- The Washington Times - Monday, December 17, 2012

Kingston, N.H., Police Chief Donald Briggs Jr. knew Nancy Champion Lanza from high school and worked with her brother, James Champion, a longtime Kingston police officer who retired in 2011 as a captain.

“She was a wonderful, caring, bubbly person,” Chief Briggs said of the former stockbroker at John Hancock in Boston who always was happy to talk about her beloved Boston Red Sox. “Heart of gold.”

Mrs. Lanza, a 1978 graduate of Sanborn Regional High School in Kingston, was the first of 27 people killed in the Newtown massacre Friday — shot by her son four times in the head, according to police, who said Adam Lanza, 20, then went on to kill 20 young children, six adults and himself during a shooting rampage at the Sandy Hook Elementary School. Police said Mrs. Lanza was found dead on her bed still clad in her pajamas.

It was Mrs.
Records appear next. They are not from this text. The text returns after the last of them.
PR #111, opened 2022-03-26
Adjacent Pairs

tevelee:
Similarly to swift-algorithms package [introduced](https://github.com/apple/swift-algorithms/pull/119) `adjacentPairs()`, it's equally relevant in the async/await world. 

I took inspiration from their implementation and updated the relevant documentation.

PR #126, opened 2022-03-29
Follow-up on adjacent pairs

tevelee:
Noticed an issue in https://github.com/apple/swift-async-algorithms/pull/111, the file name was missing the `Async` prefix. The class name and the file reference in the [documentation](https://github.com/apple/swift-async-algorithms/blob/main/Guides/AdjacentPairs.md) seems to be correct.


kperryua (approved):
Good catch.

Issue #131, opened 2022-03-30
AsyncChannel and AsyncThrowingChannel can hang tasks when that task is cancelled


phausler:
```swift
let channel = AsyncChannel<Int>()
let task = Task {
  print("awaiting")
  await channel.send(1)
  print("done sending")
}
try! await Task.sleep(nanoseconds: 1_000_000_000)
task.cancel()
print("cancelled task")
```

https://forums.swift.org/t/leaking-tasks-if-a-channel-receiver-is-no-longer-listening/56330

PR #132, opened 2022-03-30
#131 Cancel sends as if they were terminal events on task cancellation

phausler:
This makes AsyncChannel and AsyncThrowing channel no longer cause tasks to hang when they are cancelled.


phausler:
cc @jonathanpenn

jonathanpenn:
🙌

kperryua (approved):

PR #133, opened 2022-03-30
#113 Define the first element of throttled sequences by not exceeding  the rate (and fix a expectation misalignment of events)

### LINKED ISSUE #113: throttle should define the behavior of the first element
I find there are significant flaws in current `throttle` implementation.

1. First value is not emitted
2. Value is not emitted at throttled-interval-end when `latest = true`

### 1. First value is not emitted

From test code:

```swift
  func test_rate_3() {
    validate {
      "abcdefghijk|"
      $0.inputs[0].throttle(for: .steps(3), clock: $0.clock)
      "--c--f--i--|"
    }
  }
```

AFAIK, this `throttle` behavior is not compatible with any existing Rx frameworks, e.g. Combine, RxSwift, ReactiveSwift.

The correct result should (at least) be:

```swift
  func test_rate_3() {
    validate {
      "abcdefghijk|"
      $0.inputs[0].throttle(for: .steps(3), clock: $0.clock)
      "a--d--g--j-|"
    }
  }
```

where first `a` is emitted correctly, then start throttling for intervals.

### 2. Value is not emitted at throttled-interval-end when `latest = true`

From existing framework's behavior, `latest = true` normally means the latest cached value will be emitted at "throttled-interval-end".

For example:

```swift
    func test() async throws {
        let now = ContinuousClock.now

        let countUpStream = AsyncTimerSequence(interval: .seconds(1), clock: .continuous)
            .map { now.duration(to: $0).components.seconds } // 1, 2, 3, ...

        let throttledStream = countUpStream.throttle(for: .seconds(2.1), latest: true)

        let task = Task {
            for try await value in countUpStream {
                print("===> count", value)
            }
        }

        for try await value in throttledStream {
            print("===> throttled", value)
        }

        _ = await task.result

        print("===> done")
    }
```

This test runs timer starting from `1 sec`, and throttling interval is `2.1 sec`.

When `latest = true`, the ideal result should print:

```
// Ideal result
===> count 1
===> count 2
===> throttled 2 // at 2.1 sec
===> count 3
===> count 4
===> throttled 4 // at 4.2 sec
===> count 5
===> count 6
===> throttled 6 // at 6.3 sec
===> count 7
===> count 8
===> throttled 8 // at 8.4 sec
```

But current impl results:

```
// Current result
===> count 1
===> count 2
===> count 3
===> throttled 3 // at 3 sec
===> count 4
===> count 5
===> count 6
===> throttled 6 // at 6 sec
===> count 7
===> count 8
===> count 9
===> throttled 9 // at 9 sec
```

phausler:
This resolves #113 by defining the first element as not exceeding the reduction of the duration. 

Fixing that caused a related issue with the validation reconstruction to show a mis-alignment of the events.

### DIFF
--- a/Guides/Throttle.md
+++ b/Guides/Throttle.md
@@ -77,6 +77,8 @@ extension AsyncThrottleSequence.Iterator: Sendable
 
 The `AsyncThrottleSequence` and its `Iterator` are conditionally `Sendable` if the base types comprising it are `Sendable`.
 
+The time in which events are measured are from the previous emission if present. If a duration has elapsed between the last emission and the point in time the throttle is measured then that duration is counted as elapsed. The first element is considered not throttled because no interval can be constructed from the start to the first element.
+
 ## Alternatives Considered
 
 It was considered to only provide the "latest" style APIs, however the reduction version grants more flexibility and can act as a funnel to the implementations of `latest`.
--- a/Sources/AsyncAlgorithms/AsyncThrottleSequence.swift
+++ b/Sources/AsyncAlgorithms/AsyncThrottleSequence.swift
@@ -64,6 +64,7 @@ extension AsyncThrottleSequence: AsyncSequence {
   /// The iterator for an `AsyncThrottleSequence` instance.
   public struct Iterator: AsyncIteratorProtocol {
     var base: Base.AsyncIterator
+    var last: C.Instant?
     let interval: C.Instant.Duration
     let clock: C
     let reducing: @Sendable (Reduced?, Base.Element) async -> Reduced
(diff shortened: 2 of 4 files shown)


parkera:
Let's update the [guide](https://github.com/apple/swift-async-algorithms/blob/main/Guides/Throttle.md) with this info too.

Does this address the second part of that bug report (which we could split into a separate bug, if needed)?

phausler:
It handles the second part because it is measuring from the last emission not the start of iteration.

parkera (approved):

PR #135, opened 2022-04-02
Moves `XCTestCase.validate` into its own module

### LINKED ISSUE #62: `XCTestCase.validate` should be split off into its own module for use outside of `AsyncAlgorithms` tests
`XCTestCase.validate` should be split off into its own module for use outside of `AsyncAlgorithms` tests. The module should be called `AsyncAlgorithms_XCTest` so that perhaps we might be able to take advantage of [cross-import overlays](https://gist.github.com/beccadax/8f35216340e829efa5e9c1fc090fda09) when/if that becomes a ratified thing for swift packages.

kristofferjohansson:
Resolves #62 by moving the validate extension on XCTestCase to its own module.


Tests/AsyncAlgorithmsTests/TestValidationTests.swift
```diff
@@ -12,6 +12,7 @@
 import XCTest
 import AsyncAlgorithms
 import AsyncSequenceValidation
+@testable import AsyncAlgorithms_XCTest
```
phausler, line 15: so this prevents us from doing release-mode testing of perf. I am of the belief that this DEFINITELY should be tested, but we kinda need to settle on a way to do this AND accommodate for testing performance too

Tests/AsyncAlgorithmsTests/TestThrottle.swift
```diff
@@ -11,6 +11,7 @@
 
 import XCTest
 import AsyncAlgorithms
+import AsyncAlgorithms_XCTest
```
phausler, line 14: I presume this is needed for the clock tests eh?

kristofferjohansson:
> Overall this looks great, I presume that it works fine for importing to other project testing on both Darwin and Linux?

Thanks! I have only tested importing it to a test target in another package on Darwin so far. I can try to test it on Linux as well.

Tests/AsyncAlgorithmsTests/TestValidationTests.swift
kristofferjohansson: I actually didn't realize that this prevents that. I thought about moving the tests to their own test target for the new module, but they depend on other types in the `AsyncAlgorithmsTests` module and I tried to make as few changes as possible. I guess making more of the methods in the extension doesn't feel like a good solution either?

Tests/AsyncAlgorithmsTests/TestThrottle.swift
kristofferjohansson: This must have been a miss on my part, I have pushed a commit that removes this.

phausler:
was able to test this out on linux, seems like it works just fine!

phausler (approved):

PR #137, opened 2022-04-03
Add docc support and publish documentation to GitHub pages

Kyle-Ye:
- Move Guides into swift-docc based format
- Publish documentation to Github pages

> https://github.com/apple/swift-docc/pull/109


Package.swift
```diff
@@ -15,7 +15,9 @@ let package = Package(
     .library(name: "AsyncSequenceValidation", targets: ["AsyncSequenceValidation"]),
     .library(name: "_CAsyncSequenceValidationSupport", type: .static, targets: ["AsyncSequenceValidation"])
   ],
-  dependencies: [],
+  dependencies: [
+    .package(url: "https://github.com/apple/swift-docc-plugin", from: "1.0.0"),
```
phausler, line 19: one idea that might be good here is that we conditionally do this by environment parameter; reducing the porting cost to embedded systems.

e.g. if we add the following to the top of the Package.swift
```
#if canImport(Darwin)
import Darwin
let buildingDocs = getenv("BUILDING_FOR_DOCUMENTATION_GENERATION") != nil
#elseif canImport(Glibc)
import Glibc
let buildingDocs = getenv("BUILDING_FOR_DOCUMENTATION_GENERATION") != nil
#else
let buildingDocs = false
#endif

// Only require the docc plugin when building documentation
let dependencies: [Package.Dependency] = buildingDocs ? [
  .package(url: "https://github.com/apple/swift-docc-plugin", from: "1.0.0"),
] : []
```

and then change this to `dependencies: dependencies,`

and then `export BUILDING_FOR_DOCUMENTATION_GENERATION=1` from the doc build script

bin/update-gh-pages-documentation-site
```diff
@@ -0,0 +1,86 @@
...
+ASYNC_SEQUENCE_VALIDATION_OUTPUT_DIR="$ASYNC_ALGORITHMS_BUILD_DIR"/async-sequence-validation-docs
+
+mkdir -p "$ASYNC_SEQUENCE_VALIDATION_OUTPUT_DIR"
+
+# Set current directory to the repository root
+cd "$SWIFT_ASYNC_ALGORITHMS_ROOT"
+
+# Use git worktree to checkout the gh-pages branch of this repository in a gh-pages sub-directory
+git fetch
+git worktree add --checkout gh-pages origin/gh-pages
```
phausler, line 38: to lands this we will need to make a blank branch `gh-pages` as well as do the remaining setup for that

bin/update-gh-pages-documentation-site
```diff
@@ -0,0 +1,86 @@
...
+    --transform-for-static-hosting \
+    --hosting-base-path swift-async-algorithms \
+    --output-path "$SWIFT_ASYNC_ALGORITHMS_ROOT/gh-pages/docs"
+
+# Generate documentation for the 'AsyncSequenceValidation' target and output it
+# to a temporary output directory in the .build directory.
+swift package \
+    --allow-writing-to-directory "$ASYNC_ALGORITHMS_BUILD_DIR" \
+    generate-documentation \
+    --target AsyncSequenceValidation \
```
phausler, line 59: since this target is solely a testing artifact perhaps we should just skip it for now.

phausler (commented):
@parkera and I discussed earlier about how this does mean that we are publishing docs before stuff is completely settled per reviews - as long as we generate stuff at given sub-major milestones before 1.0 I think that should be fine as per documentation.

bin/update-gh-pages-documentation-site
Kyle-Ye: Got it, I’ll update it.

bin/update-gh-pages-documentation-site
Kyle-Ye: Yes, we need a `gh-pages` branch and add the environment GitHub action.

Package.swift
Kyle-Ye:
```swift
#if canImport(Darwin)
import Darwin
let buildingDocs = getenv("BUILDING_FOR_DOCUMENTATION_GENERATION") != nil
#elseif canImport(Glibc)
import Glibc
let buildingDocs = getenv("BUILDING_FOR_DOCUMENTATION_GENERATION") != nil
```
Can this be simplified to be the following?
```swift
import Foundation
let buildingDocs = ProcessInfo.processInfo.environment["BUILDING_FOR_DOCUMENTATION_GENERATION"] == nil
```
One question is do we need to `#if canImport(Foundation)`. I’m not quiet familiar with the current’s state of swift for embedded systems support.

phausler: Technically I also wanted this project to have a potential at offering bits to Foundation too; since the `AsyncBufferedByteIterator` is the backing implementation for `FileHandle.AsyncBytes`. Making it use just getenv poses a singular requirement on a common ancestor to all potential projects.

Kyle-Ye:
Fixed the CR suggestion and rebased main to solve the conflicts.
Could you please review this again? @phausler

phausler (approved):
So ive been coordinating with some other folks to get the remainder of the back-end tasks finished for this. There are some additional tasks we will need before it will all be ready to publish;

1) we need a redirect similar to how swift-argument-parser did it (however perhaps it might be good to stash that redirect.html in say a `lib/` directory.
2) some of the sub-titles are kinda wonky for the guides being imported as articles some minor restructuring will be needed for those.
3) I think there are some general enhancements we can do for the documentation to show methods as extensions to `AsyncSequence` (I have some ideas here we can explore)

none of those are to say blockers for getting this first step done; we can split it up into a couple of issues so we can get it done together.

phausler:
here is what it looks like currently: https://phausler.github.io/swift-async-algorithms/documentation/asyncalgorithms/

PR #145, opened 2022-04-11
Add a redirect for the base page rendering

phausler:
This redirects rendered docs into the documentation category.

### DIFF
--- a/lib/redirect.html
+++ b/lib/redirect.html
@@ -1,0 +1,10 @@
+<!DOCTYPE html>
+<html>
+   <head>
+      <title>ArgumentParser Documentation</title>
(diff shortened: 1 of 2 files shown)


lib/redirect.html
```diff
@@ -0,0 +1,10 @@
+<!DOCTYPE html>
+<html>
+   <head>
+      <title>ArgumentParser Documentation</title>
```
TiagoMaiaL, line 4: Shouldn't this be AsyncAlgorithms Documentation?

phausler: oof oops, teaches me to copy paste :P

FranzBusch:
@phausler can we close this in favour of: https://github.com/apple/swift-async-algorithms/pull/297

PR #172, opened 2020-06-23
Refactored files to typescript

svenjens:
I'm not a typescript guru yet, so lets check this one very good.


robinpiets:
LGTM. @afjlambert ?

apps/client/src/config.ts
```diff
@@ -1,16 +1,30 @@
-export const isProduction =
+type Topic = {
+  slug: string;
```
afjlambert, line 2: This is great!

Question about these props though. How are they ordered?
I think it would be nice to have all non-optional (`?`) props listed at the top. What do you think? Could the ordre maybe even be enforced by eslint/prettier?

apps/client/src/config.ts
```diff
@@ -1,16 +1,30 @@
...
 
-export const OLO = {
+export const OLO: object = {
   home: oloHome,
   intro: `${oloHome}Particulier/particulier/home?init=true`,
   location: `${oloHome}Particulier/particulier/home/checken/LocatieWerkzaamheden`,
 };
 
-const topics = [
+const topics: Topic[] = [
```
afjlambert, line 27: 🙌 awesome!

afjlambert (approved):

apps/client/src/config.ts
svenjens: I ordered them by non-optional props on top,
Than optional props, and after that prop that are types.

robinpiets (approved):

PR #180, opened 2020-06-24
Feature/codecov GitHub action

afjlambert:


README.md
```diff
@@ -2,6 +2,9 @@
 
 This application allows residents of Amsterdam to easily see if they need a permit for a construction activity for their specific building. For various activities, like installing a window or solar panels on the roof or extending the house, we ask a number of questions about the location and plans. This leads to an outcome, either license-free or licensing obligation, where it is clear which questions lead to this conclusion. This tool can therefore be used to see how in a specific location you could carry out a construction activity without the requirement of a permit.
 
+[![codecov](https://codecov.io/gh/Amsterdam/vergunningcheck/branch/develop/graph/badge.svg)](https://codecov.io/gh/Amsterdam/vergunningcheck)
+![Github CI](https://github.com/Amsterdam/vergunningcheck/workflows/Github%20CI/badge.svg)
+
```
robinpiets: Can you put this in the bottom in the `## Thanks to` section? Or do they really require it to be in the top?

.github/workflows/codedov.yml
```diff
@@ -0,0 +1,44 @@
...
+# For more information see: https://help.github.com/actions/language-and-framework-guides/using-nodejs-with-github-actions
+
+name: Github CI
+
+on:
+  push:
+    branches:
+      - develop
+  pull_request:
+    branches: "*"
```
robinpiets: So this only works for develop branches, why not all of them?

robinpiets (changes requested):
It looks like it failed:
image

.github/workflows/codedov.yml
afjlambert: If you directly push to develop, yes.
But, we also let it run on all pull_requests.
Do you want to add more branches to the `push` section?

README.md
afjlambert: Positioning was odd, I agree.
Looking at other repo's in the community (like React and CRA) they add their badges to the h1 / title of the markdown. I moved it there.

afjlambert:
Not sure if Codecov 'comment' feature is not working or we need a 'base' version for it to work. Let's finish this first and then iterate if needed.

https://docs.codecov.io/docs/pull-request-comments#branches


Schermafbeelding 2020-06-24 om 16 31 17

.github/workflows/codedov.yml
robinpiets: No this is good!

codecov.yml
```diff
@@ -0,0 +1,12 @@
+codecov:
+  require_ci_to_pass: yes
+
+coverage:
+  precision: 2
+  round: down
+  range: "70...100"
```
robinpiets: Does this mean it requires 70 - 100% code coverage to pass? Lets discuss tomorrow?

.github/workflows/default.yml
```diff
@@ -0,0 +1,28 @@
+# This workflow will do a clean install of node dependencies, build the source code and run tests across different versions of node
```
robinpiets: I prefer each workflow a separate file. Let's discuss tomorrow.

robinpiets (changes requested):

codecov.yml
afjlambert: Yeah, I want it to fail on the first try. Later we can decrease this number and write more tests.

.github/workflows/default.yml
afjlambert: The downside of having separate workflow files is that we'll use much more build-minutes. Every workflow would have to do it's own, checkout, install, build.

robinpiets (approved):

PR #207, opened 2020-06-30
fix: Remove stored answers after checker reset

robinpiets:


svenjens (approved):

robinpiets:
PR build fails because develop is not merged with release yet. Cannot find command `build:size-report`

PR #213, opened 2020-07-01
Make bundle size smaller (replaced uniqBy and updated react-hook-form)

svenjens:


robinpiets:
Nice! `lodash.uniqby` is also in the `/apps/graphql` ;)

apps/client/src/utils/index.js
```diff
@@ -25,3 +25,26 @@ export const isObject = (val) => typeof val === "object" && val !== null;
 // Filters
 export const uniqueFilter = (value, index, self) =>
   self.indexOf(value) === index;
+
+export const uniqBy = (arr, predicate) => {
```
robinpiets, line 31: Can you add a comment?

svenjens:
> Nice! `lodash.uniqby` is also in the `/apps/graphql` ;)

But that isn't in the client bundle :-) So it isn't making our build bigger.

apps/client/package.json
```diff
@@ -25,14 +25,13 @@
...
     "lodash.isstring": "^4.0.1",
-    "lodash.uniqby": "^4.7.0",
     "named-urls": "^2.0.0",
     "react": "^16.13.1",
     "react-app-polyfill": "^1.0.6",
     "react-device-detect": "^1.12.1",
     "react-dom": "^16.13.1",
     "react-helmet": "^6.1.0",
-    "react-hook-form": "^5.7.2",
+    "react-hook-form": "^6.0.0",
```
robinpiets, line 34: Why is this in the uniqBy pr?

robinpiets (changes requested):

apps/client/package.json
svenjens: Because this is a pr to make the bundle sizes smaller. This makes the bundles size a lot smaller.

robinpiets: Cool!

robinpiets (approved):
Please change the comment and Squash and merge

PR #278, opened 2020-07-21
Fix back-back-forward bug, add DDTable for easier debuggin

afjlambert:


apps/client/src/sttr_client/models/checker.js
```diff
@@ -104,6 +104,42 @@ class Checker {
     return this.stack[this.stack.length - 1];
   }
 
+  /**
+   * find all permits that need contact,
+   * for evert permit see if the decisiveQuestion for contact
+   * equals the current (recently answered) question
```
robinpiets: 1. Can you update the comment?
```
 * Find all permits that have a "contact" conclusion,
 * for every permit see if the decisiveQuestion for contact
 * equals the current (recently answered) question
```

2. You are referring to `decisiveQuestion` which is a variable in our client, does that make sense?

apps/client/src/sttr_client/models/checker.js
```diff
@@ -104,6 +104,42 @@ class Checker {
...
+   *
+   * @returns {boolean} - if checker has a 'contact' outcome
+   * consumer can exit if wanted
+   */
+  needContactExit(currentQuestion) {
+    return !!this.permits.find((permit) => {
+      const conclusion = permit.getDecisionById("dummy");
+      const conclusionMatchingRules = conclusion.getMatchingRules();
+      const matchingContactRule = conclusionMatchingRules.find(
+        (rule) => rule.outputValue === '"NeemContactOpMet"'
```
robinpiets: maybe the stringish `'"NeemContactOpMet"'` should be a variable in the function making it useful for other systems as well?

robinpiets (approved):
Minor feedback

svenjens (approved):

PR #292, opened 2020-07-21
State management

svenjens:


afjlambert:
@svenjens Can we update the base for this RP (chappie2.0) with the latest changes from develop so it's easier to see what's actually changed? Thanks!

PR #293, opened 2020-07-21
Fix: using Memo to stop rerendering Header+Footer

robinpiets:
[If your function component renders the same result given the same props, you can wrap it in a call to `React.memo` for a performance boost in some cases by memoizing the result. This means that React will skip rendering the component, and reuse the last rendered result.](https://reactjs.org/docs/react-api.html#reactmemo)


svenjens (approved):

afjlambert (changes requested):
Can you add other components that can benefit from this? Like Header maybe?

afjlambert (approved):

Lanza who had taught her son how to shoot at a local area target range, and, divorce records made public on Monday, show she had the authority to “make the final decisions” regarding Adam Lanza’s upbringing.

Friends said they often heard her talking about the weapons she had collected, and the fact that she had taken up target shooting with them. Police said all three weapons Adam Lanza took with him to Sandy Hook were owned and legally registered to his mother — two handguns and a .223-caliber Bushmaster rifle.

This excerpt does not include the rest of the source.